PETER WILSON: Grandmother. Being a bloke, you’d lean towards grandfather, and being a lady you’d lean towards following your grandmother.
Why? I don’t know; its just the way it is.
38. The general principle is that the ultimate conclusion as to the credibility or truthfulness of a particular witness is a matter for the trier of fact and is not the proper subject of expert opinion: R v Marquard [1993] 4 SCR 223, at 248, per McLachlin J (Sup Ct, Canada), cited in Farrell v The Queen [1998] HCA 50; (1998) 194 CLR 286, at 321 [93], per Callinan J. However, in Farrell v The Queen the High Court held that an expert may give evidence as to the existence or possible existence of a disorder or disability affecting the capacity of a witness to give reliable evidence, provided the testimony goes beyond the ordinary experience of the trier of fact.
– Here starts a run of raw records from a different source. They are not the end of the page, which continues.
PR #878, opened 2026-07-21
Add Swift async self-thread stack capture option

supervacuus:
This suggestion optionally offers to use `backtrace_async()` if available to correctly walk Swift async calls on all "current-thread" paths.

Sentry had this in production for some time now and with considerable use without any known issues. The implementation largely reflects how it was set up downstream, in the most straight-forward way, so there is certainly some design wiggle room:

* should this stay optional (given that it falls back gracefully)?
* if it should stay optional is the boolean the right choice (rather than an enum)? I guess the variants are rather bounded.
* should we keep the process-global atomic toggle?
* is it fine to ignore the `task_id` for now or should we store it in the cursor context?
* is the test non-flaky enough with the rather strong symbol assertions?

### DIFF
--- a/Sources/KSCrashRecordingCore/KSStackCursor_SelfThread.c
+++ b/Sources/KSCrashRecordingCore/KSStackCursor_SelfThread.c
@@ -24,7 +24,9 @@
 
 #include "KSStackCursor_SelfThread.h"
 
+#include <Availability.h>
 #include <execinfo.h>
+#include <stdatomic.h>
 
 #include "KSCompilerDefines.h"
 #include "KSStackCursor_Backtrace.h"
@@ -39,10 +41,44 @@ typedef struct {
     uintptr_t backtrace[0];
 } SelfThreadContext;
 
+#if defined(__clang_major__) && __clang_major__ >= 13 &&                                                             \
+    ((defined(__MAC_OS_X_VERSION_MAX_ALLOWED) && defined(__MAC_12_0) &&                                              \
+      __MAC_OS_X_VERSION_MAX_ALLOWED >= __MAC_12_0) ||                                                               \
+     (defined(__IPHONE_OS_VERSION_MAX_ALLOWED) && defined(__IPHONE_15_0) &&                                          \
+      __IPHONE_OS_VERSION_MAX_ALLOWED >= __IPHONE_15_0) ||                                                           \
+     (defined(__TV_OS_VERSION_MAX_ALLOWED) && defined(__TVOS_15_0) && __TV_OS_VERSION_MAX_ALLOWED >= __TVOS_15_0) || \
+     (defined(__WATCH_OS_VERSION_MAX_ALLOWED) && defined(__WATCHOS_8_0) &&                                           \
+      __WATCH_OS_VERSION_MAX_ALLOWED >= __WATCHOS_8_0) ||                                                            \
+     (defined(__VISION_OS_VERSION_MAX_ALLOWED) && defined(__VISIONOS_1_0) &&                                         \
+      __VISION_OS_VERSION_MAX_ALLOWED >= __VISIONOS_1_0))
+#define KSCRASH_HAS_BACKTRACE_ASYNC 1
+#else
+#define KSCRASH_HAS_BACKTRACE_ASYNC 0
+#endif
+
+static atomic_bool g_swiftAsyncStackTracesEnabled = false;
+
+void kssc_setSwiftAsyncStackTracesEnabled(bool enabled)
+{
+    atomic_store_explicit(&g_swiftAsyncStackTracesEnabled, enabled, memory_order_relaxed);
+}
+
+static int captureBacktrace(void **backtraceBuffer, int maxBacktraceLength)
+{
+#if KSCRASH_HAS_BACKTRACE_ASYNC
+    if (atomic_load_explicit(&g_swiftAsyncStackTracesEnabled, memory_order_relaxed)) {
+        if (__builtin_available(macOS 12.0, iOS 15.0, tvOS 15.0, watchOS 8.0, *)) {
+            return (int)backtrace_async(backtraceBuffer, (size_t)maxBacktraceLength, NULL);
+        }
+    }
+#endif
+    return backtrace(backtraceBuffer, maxBacktraceLength);
+}
+
 void kssc_initSelfThread(KSStackCursor *cursor, int skipEntries) KS_KEEP_FUNCTION_IN_STACKTRACE
 {
     SelfThreadContext *context = (SelfThreadContext *)cursor->context;
-    int backtraceLength = backtrace((void **)context->backtrace, MAX_BACKTRACE_LENGTH);
+    int backtraceLength = captureBacktrace((void **)context->backtrace, MAX_BACKTRACE_LENGTH);
     kssc_initWithBacktrace(cursor, context->backtrace, backtraceLength, skipEntries + 1);
     KS_THWART_TAIL_CALL_OPTIMISATION
 }
--- a/Sources/KSCrashRecordingCore/KSStackCursor_SelfThread.c
+++ b/Sources/KSCrashRecordingCore/KSStackCursor_SelfThread.c
@@ -48,22 +48,23 @@ void kssc_setSwiftAsyncStackTracesEnabled(bool enabled)
     atomic_store_explicit(&g_swiftAsyncStackTracesEnabled, enabled, memory_order_relaxed);
 }
 
-static int captureBacktrace(void **backtraceBuffer, int maxBacktraceLength)
-{
-#if KSCRASH_HAS_BACKTRACE_ASYNC
-    if (atomic_load_explicit(&g_swiftAsyncStackTracesEnabled, memory_order_relaxed)) {
-        if (__builtin_available(macOS 12.0, iOS 15.0, tvOS 15.0, watchOS 8.0, *)) {
-            return (int)backtrace_async(backtraceBuffer, (size_t)maxBacktraceLength, NULL);
-        }
-    }
-#endif
-    return backtrace(backtraceBuffer, maxBacktraceLength);
-}
-
 void kssc_initSelfThread(KSStackCursor *cursor, int skipEntries) KS_KEEP_FUNCTION_IN_STACKTRACE
 {
     SelfThreadContext *context = (SelfThreadContext *)cursor->context;
-    int backtraceLength = captureBacktrace((void **)context->backtrace, MAX_BACKTRACE_LENGTH);
+    int backtraceLength;
+#if KSCRASH_HAS_BACKTRACE_ASYNC
+    if (atomic_load_explicit(&g_swiftAsyncStackTracesEnabled, memory_order_relaxed)) {
+        if (__builtin_available(macOS 12.0, iOS 15.0, tvOS 15.0, watchOS 8.0, *)) {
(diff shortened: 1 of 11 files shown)


philipphofmann:
Worth noting that we marked `backtrace_async` as stable with https://github.com/getsentry/sentry-cocoa/pull/8373 in sentry-cocoa [9.22.0](https://github.com/getsentry/sentry-cocoa/releases/tag/9.22.0), because we saw plenty of customers using it without reporting any issues. We plan on enabling it by default in V10 https://github.com/getsentry/sentry-cocoa/issues/8374.

naftaly:
I'd been keeping this one for a rainy day. It's been very tempting, but it also leads to an uneven stack trace where parts have task continuations and some don't. That is what kept me from adding it in the past.

We have options. First is to just put this in as is and add another config as you have it in this PR. Second is to explore how we can get this done in an async safe manner (backtrace was already not, and backtrace_async isn't either) for all threads. I prefer the latter, but understand the need some might have for this today.

Thoughts @kstenerud @GLinnik21 ?

supervacuus:
> it also leads to an uneven stack trace where parts have task continuations and some don't

That is certainly true and one of the reasons to keep this behind an option. However, we saw a considerable part of users willing to accept the asymmetry in the report output for correct async call sequences.

> explore how we can get this done in an async safe manner (backtrace was already not, and backtrace_async isn't either) for all threads

Sure, this currently only follows the same safety envelope as `backtrace()`. `backtrace()` itself is also a rather limited stack walker, even ignoring its async-signal unsafety. But writing an async-safe stack walker that also safely walks Swift Async invocations and maybe goes beyond basic FP-walks is certainly a bigger effort.

Maybe this can be seen as either an orthogonal best-effort fix that at some point will no longer be necessary or as a gradual step towards a more broadly usable stack walker.

Sources/KSCrashRecordingCore/KSStackCursor_SelfThread.c
```diff
@@ -39,10 +41,44 @@ typedef struct {
...
+    ((defined(__MAC_OS_X_VERSION_MAX_ALLOWED) && defined(__MAC_12_0) &&                                              \
+      __MAC_OS_X_VERSION_MAX_ALLOWED >= __MAC_12_0) ||                                                               \
+     (defined(__IPHONE_OS_VERSION_MAX_ALLOWED) && defined(__IPHONE_15_0) &&                                          \
+      __IPHONE_OS_VERSION_MAX_ALLOWED >= __IPHONE_15_0) ||                                                           \
+     (defined(__TV_OS_VERSION_MAX_ALLOWED) && defined(__TVOS_15_0) && __TV_OS_VERSION_MAX_ALLOWED >= __TVOS_15_0) || \
+     (defined(__WATCH_OS_VERSION_MAX_ALLOWED) && defined(__WATCHOS_8_0) &&                                           \
+      __WATCH_OS_VERSION_MAX_ALLOWED >= __WATCHOS_8_0) ||                                                            \
+     (defined(__VISION_OS_VERSION_MAX_ALLOWED) && defined(__VISIONOS_1_0) &&                                         \
+      __VISION_OS_VERSION_MAX_ALLOWED >= __VISIONOS_1_0))
+#define KSCRASH_HAS_BACKTRACE_ASYNC 1
```
naftaly: Lets put this in KSSystemCapabilities.h instead.

Sources/KSCrashRecordingCore/KSStackCursor_SelfThread.c
```diff
@@ -39,10 +41,44 @@ typedef struct {
...
+    }
+#endif
+    return backtrace(backtraceBuffer, maxBacktraceLength);
+}
+
 void kssc_initSelfThread(KSStackCursor *cursor, int skipEntries) KS_KEEP_FUNCTION_IN_STACKTRACE
 {
     SelfThreadContext *context = (SelfThreadContext *)cursor->context;
-    int backtraceLength = backtrace((void **)context->backtrace, MAX_BACKTRACE_LENGTH);
+    int backtraceLength = captureBacktrace((void **)context->backtrace, MAX_BACKTRACE_LENGTH);
```
naftaly: Depending on how the compiler is feeling, this will probably cause an extra frame or so, which will lead to the `skipEntries + 1` below to break. Instead, just pull everything from `captureBacktrace` directly in here to get around the problem all together.

naftaly (changes requested):
> should this stay optional (given that it falls back gracefully)? if it should stay optional is the boolean the right choice (rather than an enum)? I guess the variants are rather bounded.

Optional as you have it is good. No enum, just the bool.

> should we keep the process-global atomic toggle?

What other options are you thinking of?

> is it fine to ignore the task_id for now or should we store it in the cursor context?

I'd ignore it for now, you have the basics in place and that's good enough.

> is the test non-flaky enough with the rather strong symbol assertions?

That's an interesting question. Flaky at all is not good enough since it'll cause churn. But usually we're ok with this kind of test. 

I will say however that the tests go all-in for the config and a bit less complete for the capture behavior. They also missed the frame invariant, so there could be improvements there.

I think this is good enough, just clean up the the two code comments and we should be good to go.

supervacuus:
> > should this stay optional (given that it falls back gracefully)? if it should stay optional is the boolean the right choice (rather than an enum)? I guess the variants are rather bounded.
> 
> Optional as you have it is good. No enum, just the bool.

👍 

> > should we keep the process-global atomic toggle?
> 
> What other options are you thinking of?

I was mainly thinking about per-call wiring (into `kssc_initSelfThread()`) or a non-atomic install-time global. Given the install model in KSCrash, the atomic global seems like the least invasive and avoids data races if tests/callers toggle it.

> > is it fine to ignore the task_id for now or should we store it in the cursor context?
> 
> I'd ignore it for now, you have the basics in place and that's good enough.

👍 

> > is the test non-flaky enough with the rather strong symbol assertions?
> 
> That's an interesting question. Flaky at all is not good enough since it'll cause churn. But usually we're ok with this kind of test.

To be clear: I wasn't experiencing any flakiness upfront, but from experience I know that symbol comparisons and counting frames exactly can lead to assertion churn when toolchains and platforms change. I personally prefer exact matches for a given test stack trace over some trivial bound like "we expect at least 1 frame" or something similar, which hopefully stays true for longer, but is also of very limited value.

So, I just wanted to cross-check how y'all usually handle this. So, "flaky" might be the wrong term here; what I meant was "expected assertion churn". If the churn is excessive, that is also useful feedback, and replacing the assertions with looser bounds is always an option.

> I will say however that the tests go all-in for the config and a bit less complete for the capture behavior. They also missed the frame invariant, so there could be improvements there.

I'll add a focused invariant test around `kssc_initSelfThread` so the async path shows it preserves the expected skipped-frame behavior, not just config plumbing and async symbols.

Sources/KSCrashRecordingCore/KSStackCursor_SelfThread.c
supervacuus: fixed in https://github.com/kstenerud/KSCrash/pull/878/commits/909542fcff0c31cd77090c4cc5b58f02504caf7e

Sources/KSCrashRecordingCore/KSStackCursor_SelfThread.c
supervacuus: Great catch, and immediately offered the test case for a regression test re: capture behavior/frame invariant. Fixed in https://github.com/kstenerud/KSCrash/pull/878/commits/c32dde6f6532e50d998c2a2dd8ec7801226d72ae

Tests/KSCrashRecordingCoreSwiftTests/KSBacktraceTests.swift
```diff
@@ -46,6 +46,82 @@ import XCTest
...
+
+            XCTAssertGreaterThanOrEqual(
+                callerSymbolsWithAsync, 3,
+                "backtrace_async should include the suspended Swift async caller chain. Symbols: \(symbolsWithAsync)"
+            )
+            XCTAssertGreaterThanOrEqual(
+                callerSymbolsWithAsync, callerSymbolsWithoutAsync,
+                "Enabling Swift async stack traces must not lose async caller frames. Without: \(symbolsWithoutAsync), with: \(symbolsWithAsync)"
+            )
+        }
```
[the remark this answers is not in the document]
supervacuus: This is pretty much what I covered here: https://github.com/kstenerud/KSCrash/pull/878#issuecomment-5091230509

> To be clear: I wasn't experiencing any flakiness upfront, but from experience I know that symbol comparisons and counting frames exactly can lead to assertion churn when toolchains and platforms change. I personally prefer exact matches for a given test stack trace over some trivial bound like "we expect at least 1 frame" or something similar, which hopefully stays true for longer, but is also of very limited value.

GLinnik21:
> Thoughts @kstenerud @GLinnik21 ?

Since Sentry users already get this downstream, we're not blocking anyone by taking the time to do @naftaly's option 2

naftaly:
> > Thoughts @kstenerud @GLinnik21 ?
> 
> Since Sentry users already get this downstream, we're not blocking anyone by taking the time to do @naftaly's option 2

I tend to agree with #1 for now, and #2 later. I'm curious to see how cleanly this picks into the 2.6.0 release branch though.

Tests/KSCrashRecordingCoreSwiftTests/KSBacktraceTests.swift
```diff
@@ -46,6 +46,82 @@ import XCTest
...
+
+        @available(macOS 12.0, iOS 15.0, tvOS 15.0, watchOS 8.0, *)
+        private func swiftAsyncOuterFrame() async -> [String] {
```
naftaly, line 88:
```suggestion
        @inline(never)
        private func swiftAsyncOuterFrame() async -> [String] {
```

naftaly: Never inline otherwise one day this will fail the test since we're counting on it being present.

Tests/KSCrashRecordingCoreSwiftTests/KSBacktraceTests.swift
```diff
@@ -46,6 +46,82 @@ import XCTest
...
+            await swiftAsyncMiddleFrame()
+        }
+
+        @available(macOS 12.0, iOS 15.0, tvOS 15.0, watchOS 8.0, *)
+        private func swiftAsyncMiddleFrame() async -> [String] {
```
naftaly, line 94:
```suggestion
        @inline(never)
        private func swiftAsyncMiddleFrame() async -> [String] {
```

Tests/KSCrashRecordingCoreSwiftTests/KSBacktraceTests.swift
```diff
@@ -46,6 +46,82 @@ import XCTest
...
+            await Task { @MainActor in }.value
+            return await swiftAsyncInnerFrame()
+        }
+
+        @available(macOS 12.0, iOS 15.0, tvOS 15.0, watchOS 8.0, *)
+        private func swiftAsyncInnerFrame() async -> [String] {
```
naftaly, line 101:
```suggestion
        @inline(never)
        private func swiftAsyncInnerFrame() async -> [String] {
```

naftaly (approved):
Looks good. Just a few things in the tests to make sure they don't end up flaky one day.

Accordingly, evidence should have been admitted from a psychiatrist that the complainant suffered from mental disorders that may have caused memory impairment and a propensity to lie: at 293 [12], per Gaudron J; at 300 [29], per Kirby J; at 322 [93], per Callinan J.
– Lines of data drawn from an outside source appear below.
PR #879, opened 2026-07-28
Fix arm64 symbolication of Swift async continuation frames

GLinnik21:
One-line fix in KSSymbolicator.c, plus tests.

backtrace_async biases async continuation addresses by +1, so that stepping back one byte lands on the funclet. The arm64 DETAG_INSTRUCTION_ADDRESS masked that bit off first, so the step ran twice and dladdr resolved to the preceding symbol — every async frame got the wrong symbol_name. arm64 only; x86_64 has no mask, so it never showed up in the simulator.

Drop the arm64 mask, keep the armv7 thumb one. Aligned addresses are unaffected, since (R & ~3) - 1 and R - 1 agree.

Two of the four unit tests fail without it. Worth knowing for the #878 tests: a name-based assertion can't catch this, since you usually land on another funclet of the same function and symbolName.contains still matches.

🤖 Generated with [Claude Code](https://claude.com/claude-code)

https://claude.ai/code/session_018qCUwNE7ifM8vX8QNjDvF1

### DIFF
--- a/Samples/Common/Sources/CrashCallback/CrashCallback.m
+++ b/Samples/Common/Sources/CrashCallback/CrashCallback.m
@@ -50,6 +50,17 @@ void setIntegrationTestDidWriteReportCallback(void (^ _Nonnull implementation)(c
     g_integrationTestDidWriteReportCallback = implementation;
 }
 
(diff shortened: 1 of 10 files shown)


naftaly (approved):
Good catch. When you merge, please also pick into the release/2.6.0 branch.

39. I was not taken in argument to Farrell v The Queen, and thus I have not had the benefit of submissions as to whether the principle applied in that case extends to evidence concerning language or communications difficulties that might be experienced by Aboriginal witnesses. Nor was my attention drawn to any native title or similar cases in which evidence of this kind has been admitted.
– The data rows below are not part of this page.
PR #882, opened 2026-08-02
[1/N] Add per-run sessions and run summaries with a Swift async send

naftaly:
This branch adds first-class per-run sessions and run summaries to KSCrash, delivered through a Swift-native send.

A session is one contiguous stretch of a run at a single perceptibility (foreground/background) and user. The Lifecycle monitor records them live into an append-only `<run_id>.sessions` log via a new `KSSessionStore`, cutting a new record whenever the user id or perceptibility changes. Each run also produces a run summary (a `.run` file): a small per-run telemetry record with the run's outcome, durations, and app/OS/device info, built from the previous run's context and persisted on the next launch, directly as its wire dictionary so the install path stays cheap.

Crash reports now carry a `session_id`, the id of the run's last session, added when the store reads (stitches) a report for delivery so it reflects the session that was live at the crash without being written into the raw report at crash time. `KSCrash.sessionID` and `ReportInfo.sessionId` expose it to callers.

Delivery lives in a new `KSCrash` umbrella module, which raises the package floor to iOS 13 / tvOS 13 / watchOS 6 / macOS 10.15. `RunSummary` is a Swift Codable value type in `KSCrashReportModel`, carrying app data as a `Metadata` bag stitched at send time from the run's userInfo sidecar. A send is one async call: `KSCrash.shared.sendRunSummaries(with:)` snapshots the runs directory (newest first, pruned to the retention cap), loads each summary in deliverable form with its sessions merged and metadata stitched, passes it through a pipeline of uniform stages, and returns per-item results: id, outcome, and duration, with payloads included only when the configuration opts in. A stage returning nil discards an item; a throwing stage keeps it on disk for the next send, and its error rides in the result. Concurrent sends partition the pending runs through a claims set, an `only:` variant sends specific runs (the natural retry call site), and the send's disk work never runs on the caller's actor.

On-disk run data is reclaimed with a single reference-aware pass at the end of each send: run sidecars are kept while a report references them, and `.sessions` while a report or a run summary does. The crash-time write side and the reclaim stay in C; everything send-time is Swift.

Covered by unit tests for the session store, the lifecycle recording, the Swift model and store, the send (including concurrent-send races, re-entrancy from a stage, and cancellation), and the reclaim pass, plus integration tests that a delivered crash report carries a valid `session_id` and that a crashed run's summary is persisted on the next launch. `.claude/rules/sessions.md` documents the subsystem.

---
**Stack** (bottom to top):
- 1/N: #882 **(this PR)**
- 2/N: #898
- 3/N: #904
- 4/N: #906


Sources/KSCrashRecordingCore/KSSessionStore.c
```diff
@@ -0,0 +1,546 @@
...
+        ksfu_applyNoFileProtection(writer->filePath);
+        // Write the header only into a freshly created (empty) file; a unique
+        // per-run id means this is normally always the case.
+        struct stat st;
+        if (fstat(writer->fd, &st) != 0) {
+            // Unknown file state: an entry appended to a possibly headerless
+            // file makes the whole file unreadable, so stop writing instead.
+            KSLOG_ERROR("Failed to stat session file %s", writer->filePath);
+            writer->broken = true;
+            return false;
```
kstenerud: These patterns repeat enough that we should probably adopt goto targets: `goto failed_broken` and `goto failed_unchanged`

Sources/KSCrashRecordingCore/KSSessionStore.c
```diff
@@ -0,0 +1,546 @@
...
+/** Copy `src` into `dst` (size `dstSize`), truncating on a UTF-8 code-point
+ *  boundary so a multibyte character is never split. Assumes valid UTF-8 input;
+ *  a character straddling the limit (e.g. an emoji) is dropped whole, so the
+ *  reader never hands the JSON send path malformed UTF-8. */
+static void copyUtf8Truncated(char *dst, const char *src, size_t dstSize)
+{
+    if (dstSize == 0) {
+        return;
+    }
+    size_t n = strlen(src);
```
kstenerud: Can  we use `strnlen` here since we know the max we'll copy? Safer for corrupted strings.

Sources/KSCrashRecordingCore/KSSessionStore.c
```diff
@@ -0,0 +1,546 @@
...
+{
+    // openPerceptible/openUser are the current *intended* (perceptible, user):
+    // they advance even when a write fails, so a later update of the OTHER
+    // dimension still carries the intended value (a failed setUserID isn't lost).
+    // pendingWrite marks that intended tuple as not-yet-durable, which also forces
+    // the next call to retry the write. openID/hasOpenSession name the last
+    // session that IS in the file (what kssw_current returns) and never advance on
+    // a failed write.
+    if (writer->hasOpenSession && !writer->pendingWrite && writer->openPerceptible == perceptible &&
+        strcmp(writer->openUser, user) == 0) {
```
kstenerud: Nit: `strncmp` guarantees corrupted strings won't run us into the reeds and bullrushes.

Sources/KSCrashRecordingCore/KSSessionStore.c
```diff
@@ -0,0 +1,546 @@
...
+    return writer->openID;
+}
+
+void kssw_close(KSSessionWriter *writer)
+{
+    if (writer == NULL) {
+        return;
+    }
+    if (writer->fd >= 0) {
+        close(writer->fd);
```
kstenerud, line 313: Need to set fd to -1 so that it doesn't try to close again. Probably pretty safe since the writer gets freed, but a race condition could cause us to close a recycled fd that has just been opened elsewhere.

Sources/KSCrashRecordingCore/KSSessionStore.c
```diff
@@ -0,0 +1,546 @@
...
+
+    if (entryCount == 0) {
+        free(data);
+        return true;
+    }
+
+    KSSessionRecord *records = (KSSessionRecord *)calloc((size_t)entryCount, sizeof(KSSessionRecord));
+    if (records == NULL) {
+        free(data);
+        return false;  // allocation failure
```
kstenerud: The free + return (true/false) pattern repeats enough that we should probably use goto targets `goto free_and_success` and `goto free_and_failure`

Sources/KSCrash/KSCrash+Send.swift
```diff
@@ -0,0 +1,89 @@
...
+extension KSCrash {
+    /// Send the pending run summaries through
+    /// `configuration.runSummaryPipeline`, one at a time, newest run first,
+    /// and return the per-run outcomes. Summaries are only ever handed to
+    /// stages one at a time; the result carries payloads only when
+    /// `configuration.includesDeliveredPayloads` is set. Concurrent sends
+    /// partition the pending runs between them. Throws only when the run
+    /// store cannot be read; cancellation stops between runs and returns the
+    /// outcomes so far. Before `install`, the result is empty. An empty
+    /// `runSummaryPipeline` is a purge: every pending summary is deleted and
```
kstenerud: This feels fragile. If someone forgets to fill this in, they lose all of their data. I think that purging should be an explicit opt-in rather than default behavior.

Sources/KSCrashRecording/KSCrashC.c
```diff
@@ -403,6 +403,14 @@ static bool getRunSidecarPathForRunIDCallback(const char *monitorId, const char
     return kscrs_getRunSidecarFilePathForRunID(monitorId, runID, pathBuffer, pathBufferLength, &g_reportStoreConfig);
 }
 
+static bool getSummarySidecarPathCallback(const char *runID, const char *extension, char *pathBuffer,
+                                          size_t pathBufferLength)
+{
+    // Sessions are always recorded when a run-summaries path exists; not gated on
+    // maxRunSummaryCount (that only gates .run persistence).
```
kstenerud: If a user sets `maxRunSummaryCount` to 0 (and expecting run summaries to be disabled) they'll still get a .sessions file, with all the machinery running, that can only be reclaimed through a send flow they never call.

Sources/KSCrashRecording/KSCrashReportStoreC.m
```diff
@@ -353,89 +354,164 @@ static void deleteReportSidecarsForReport(int64_t reportID, const KSCrashReportS
...
+        return missing ? runIDs : nil;
+    }
+    for (NSString *entry in entries) {
+        if (![entry.pathExtension.lowercaseString isEqualToString:@"run"]) {
+            continue;
+        }
+        NSString *path = [dir stringByAppendingPathComponent:entry];
+        NSData *data = [NSData dataWithContentsOfFile:path];
+        if (data == nil) {
+            return nil;
```
kstenerud, line 454: This will abort the whole process on file-not-found or IO error. A concurrent access could delete files from under it.

kstenerud (changes requested):
It seems like there's no easy way to remove the `.session` file?

Sources/KSCrashRecording/KSCrashC.c
naftaly: Sessions aren't tied to run summaries. Crash reports carry a session id that gets stitched from the run's session data at delivery, so recording stays on even at 0. Stale session files are reclaimed at the end of every send flow, the report send included, and reclaimOrphanedRunData is public if you ever want to trigger it manually. The doc did wrongly promise with "disable entirely", I've reworded it to say what 0 actually turns off.

Sources/KSCrashRecordingCore/KSSessionStore.c
naftaly: even added it as a rule in our AI files.

Sources/KSCrashRecordingCore/KSSessionStore.c
naftaly: same as above. Just always use the n versions.

Sources/KSCrash/KSCrash+Send.swift
naftaly: Backported decisions from a PR up the stack.

naftaly:
@kstenerud I addressed all your feedback.

kstenerud (approved):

40. I think it is at least arguable that an anthropologist with extensive experience in communicating with Aboriginal people on matters of traditional laws and customs can give evidence of language or communications difficulties that might have a bearing on the ability of Aboriginal witnesses to give reliable or complete evidence on important issues. In the absence of full argument on these issues, I think it appropriate to admit the general observations of Professor Sutton about language or communications difficulties likely to be experienced by Aboriginal witnesses. Some of these difficulties are well known and it may be that the points made by Professor Sutton could equally be made in submissions. Nonetheless, I think that the observations might be of some relevance and can be said to be the product of relevant training or experience.
41. Insofar as Professor Sutton comments on particular passages of evidence given at the hearing, I do not think that his comments should be admitted into evidence. The evaluation of specific evidence is the task of the trier of fact. In discharging that task, the trier of fact will have to take account of many factors, of which the difficulty of cross-cultural communications is but one. I do not think that the relevant expertise of an anthropologist extends to the evaluation of specific evidence given by particular witnesses at the hearing.
42. Even if the proffered evidence evaluating the testimony of particular witnesses was within Professor Sutton’s expertise, I would reject it pursuant to s 135(c) of the Evidence Act. To allow Professor Sutton to give evidence of this kind is to invite a collateral dispute, potentially involving lengthy cross-examination, on a matter that is quintessentially for the Court to determine. The probative value of the evidence, if any, is substantially outweighed by the danger that the evidence will result in an undue waste of time.
43. I have asked the parties to attempt to reach agreement as to which other paragraphs in the Report should be rejected or admitted on a limited basis having regard to these rulings. If they cannot reach agreement, I shall hear further argument.